Migrants rely on the NGOs for their daily survival. Funded by the government, “La vie active” distributes drinking water every day, flowing from a dozen taps carried on a truck, placed just a few centimeters off the ground and accessible for only six hours a day. “I’m ashamed that I’m not able to do more for them,” whispers Juliette, a volunteer with “La vie active.” Regarding showers, which are installed a few kilometers away from the camp, they are available four days a week through a shuttle system. A group of NGOs — Refugee Community Kitchen, Utopia56, Auberge des migrants and Salam — are taking care of their daily sustenance.

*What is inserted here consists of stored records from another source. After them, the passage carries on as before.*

PR #132, opened 2020-09-30
Add a CI step to compare "make clean" against "git clean"

Quuxplusone:
This supersedes #130. @still-flow, what are your thoughts now that you see it in action?

<s>@zenorogue, please don't merge this yet; at the very least I want to squash it first, and also I'd like to add the same step to the Github CI workflow as part of this PR.</s>


still-flow:
This should work well enough for PRs, where there's a natural feedback loop between committer and CI. Shame it won't help against @zenorogue (sorry, not trying to bash you here) accidentally doing the same thing, pushing the changes to Github, only to find that out later, thus necessitating a rebase -- not ideal.

(Btw, not sure if you intended this, but you can physically prevent anyone merging a PR with [this feature](https://github.blog/2019-02-14-introducing-draft-pull-requests/). It can be enabled for already created PRs [like this](https://docs.github.com/en/free-pro-team@latest/github/collaborating-with-issues-and-pull-requests/changing-the-stage-of-a-pull-request#converting-a-pull-request-to-a-draft).)

That reminds me, weren't commit hooks a thing that exists? Maybe they would be the desired "technological fix"?

Quuxplusone:
> Shame it won't help against [...] accidentally doing the same thing, pushing the changes to Github, only to find that out later, thus necessitating a rebase -- not ideal.

Not a "rebase", just a "push another commit on top that `git rm`s the accidental file." It is true that anyone who tried to base a feature branch on top of the red commit would see all their builds red until they _rebased_ their feature branch onto a green commit; but that's true of _any_ kind of red commit — bug, syntax error, whatever.

Re commit hooks, yeah, that's a technological measure that would be even further on the side of safety — "catch the issue before it's pushed, not after." I've used commit hooks at work. But client-side commit hooks have some big downsides for open-source development IMHO. They're the same as the downsides of client-side Javascript: (1) they require the client to have the right interpreter installed [bonus: we get to bikeshed over what language the commit hook should be written in], (2) they require the client to execute code controlled by the repo owner [which is a security issue], and (3) they can be bypassed by a sufficiently malicious/inept client, which means that if you want offending PRs to show up as red you're going to need a server-side check anyway. (All three of these issues are mitigated at work, where the repo owner not only trusts all the clients but also can force them to install things.) IMHO the CI step is a good idea, and IMHO it's also sufficient, for now.

still-flow:
> Not a "rebase", just a "push another commit on top that `git rm`s the accidental file."

Well, I guess that _is_ the better option in a situation like that.

> Re commit hooks

Oh, I see now. All you said does indeed sound like valid concerns. However:

1. Weren't those supposed to be just `sh` scripts? Or is choosing `sh` already a bikeshed type of thing?
2. Well, we kind of do that already with `hyperrogue` executable, although what you probably mean is that hook code is more hidden away?
3. Yeah, nature always invents a better fool :). What about doing both client-side and CI-side checks at the same time though?

Full disclosure: I've never used commit hooks before, only heard of them, so take my arguments with an appropriate amount of salt.

Quuxplusone:
> Weren't those supposed to be just `sh` scripts?

I dunno. At the place I used them, IIRC we had a `sh` script to start the process, but then it would call off into a Python script to do some of the interesting stuff. We used it to enforce `flake8`-cleanliness, "no hard tabs", alphabetization of certain arrays, etc.

> we kind of do that already with `hyperrogue` executable

And with `make` getting to execute random shell commands, too. Yes. I'll retract the security issue.

> What about doing both client-side and CI-side checks at the same time though?

That's basically my last sentence: IMHO the CI step is a good idea, [but] IMHO it's also sufficient, for now. I think it's cheap enough to test in CI that we _should_ test in CI (_Test all the things!_), but at the same time it seems rare enough not to bother growing yet another peripheral system (commit hooks) just for the purpose of catching this. I mean we've already got Makefile.simple, the autotools stuff, mymake, Travis, Github CI, and .gitignore, each of which is a thing that's _not_ HyperRogue and yet has to be maintained and bikeshedded and probably generally annoy the heck out of zenorogue. ;)

Also, I'm not even sure _how_ to write a commit hook for something that boils down to "`make clean` and then see what you deleted." We can't just run `make clean` on the client's own checkout every time they commit! The CI step, OTOH, can be really simple.

still-flow:
> each of which is a thing that's _not_ HyperRogue

Very much agreed there. Maybe I did get a bit over-enthusiastic -- I, for one, have been putting off digging into the cool math side of Hyperrogue for long enough already.

Also, sure, as a temporary solution this is much better than nothing, for all the reasons you describe. And, after all, the most permanent fixes are the temporary ones.

Quuxplusone:
Hi @zenorogue, ping! Can we commit this in order to get `hyper.html` to stop showing up as a `git diff`?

After the hot meal, with their backpacks on, a small group of Ethiopian migrants heads toward the canal that runs through the city center. They kneel on its bank, and, Marseille soap in hand, they begin to scrub pants, sweatshirts and jackets. While one of them dunks a pair of jeans into the canal, a large gasoline slick floats on the surface of the polluted water.

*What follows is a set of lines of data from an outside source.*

PR #134, opened 2020-10-05
Fix hyperroid builds

still-flow:
Just some simple, stupid fixes to get `hyperroid` to build again. Haven't done extensive testing, however:
- [x] game starts and starter lands are playable
- [x] upon pressing Android's "back" button and returning there's just a black (blank?) screen, bunch of `GL_INVALID_OPERATION` and `GL_INVALID_VALUE` in `adb logcat` output; force-quitting and restarting sorta solves that


still-flow:
[Here](https://github.com/still-flow/hyperrogue/actions/runs/290214559)'s a really-quickly-thrown-together test workflow run output, with APK as an added bonus (so no-one has to believe **my** word it's safe to try).

still-flow:
Re GL problem:
- apparently it exists (at least) as far back as v11.3i currently published at Play Store
- pressing "home" and returning is fine, only "back" has problems
- expanding on this, scouring the web has left me with knowing that the difference between "home" and "back" essentially boils down to the latter calling `Activity.onDestroy`, so this in conjunction with errors mentioned above makes me suspect that GL context does not get properly freed/destroyed somehow, somewhere -- especially given that force-quit fixes that

still-flow:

“The attempts to climb onto trucks have decreased 3.5 times,” says the prefect, thanks to the growing number of security devices installed throughout the city. Hundreds of meters of fencing and barbed wire run through the streets. A kilometer-long, four-meter-tall wall, funded by London and costing €2.7 million, extends the grids already present along the ring road leading to the port. The parking lots at the entrance of the city and the suburbs, such as the Polley Secured Lorry Park, are replete with surveillance cameras and barbed wire, installed around the places where the trucks stop, waiting to take the long Eurotunnel which runs under the waters of the English Channel, linking Calais with Cheriton in Kent.

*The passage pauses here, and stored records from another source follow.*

PR #138, opened 2020-11-02
Add background music volume controller to Bringris

still-flow:
Useful when you want to listen to something else, for example.

### DIFF
--- a/config.cpp
+++ b/config.cpp
@@ -1085,7 +1085,44 @@ EX void menuitem_sightrange(char c IS('c')) {
     dialog::addSelItem(XLAT("sight range"), its(sightrange_bonus), c);
   dialog::add_action(edit_sightrange);
   }
-  
+
+EX void menuitem_sfx_volume() {
+  dialog::addSelItem(XLAT("sound effects volume"), its(effvolume), 'e');
+  dialog::add_action([] {
+    dialog::editNumber(effvolume, 0, 128, 10, 60, XLAT("sound effects volume"), "");
+    dialog::numberdark = dialog::DONT_SHOW;
+    dialog::reaction = [] () {
+      #if ISANDROID
+      settingsChanged = true;
+      #endif
+      };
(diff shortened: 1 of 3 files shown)


zenorogue:
The lack of music volume setting was intentional -- the standalone Bringris includes no music, so an option to change the volume would only bring confusion.

Probably the best solution would be to check whether any music is present, and don't show the option if not (both in Bringris and in HyperRogue -- also refactor this to keep DRY.)

Also there is one legal question: since the paid versions of HyperRogue and Bringris have components which are not open source (such as the Steam interface), I would need your permission to include your changes there (otherwise it violates the GPL). What are your thoughts on this?

still-flow:
> The lack of music volume setting was intentional

Oh, I see. I really confused myself with building from main repo (:.

I agree with the second point. So, moving the relevant code into a function of its own, then, and calling it where needed?

Re legal question: I don't have any objections. Is that form of agreement sufficient for legal purposes?

still-flow:
That's the refactor, I think. I've taken the liberty to change the appearance of both volume setting dialogs to have black background in **hyperrogue** as well, because transparent BG didn't really make sense for sound settings.

zenorogue:
Thanks! I am not a lawyer, but AFAIK this is sufficient for legal purposes.

still-flow:
Oh, man, I've totally missed a regression in `emscripten` builds. There probably should be a cap guard around newly-added functions to fix that, if having cap guards in two different places is OK. Maybe moving these into function bodies would be better?

zenorogue:
I have added cap guards inside the functions, so the function can be safely called if no audio is available, they will simply not display anything. 

Also disabled the music volume item not on `!audio`, but on the newly added flag `!music_available` (Bringris includes an empty `hyperrogue-music.txt` file which sets audio to true so that sound effects are played, but it will not trigger `music_available` unless some music is actually defined).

At night, under the cover of darkness, some Eritrean kids defy the security measures and try to climb in the back of a truck, in a clearing not far from the woods where they take shelter. Using the light from a mobile phone, they light up the large vehicle, searching for a gap in the metal body. They look like they just found one, when the driver’s flashlight shines on them from behind. His angry voice breaks the silence: “Go away, I’m calling the police,” he shouts in English, enough to make them flee. “We’ll try again until we get to London. Here we are treated like animals. After all, what have we got to lose?” says Tamir, a young Eritrean man, a little over 18, still out of breath and with his heart thumping in his chest.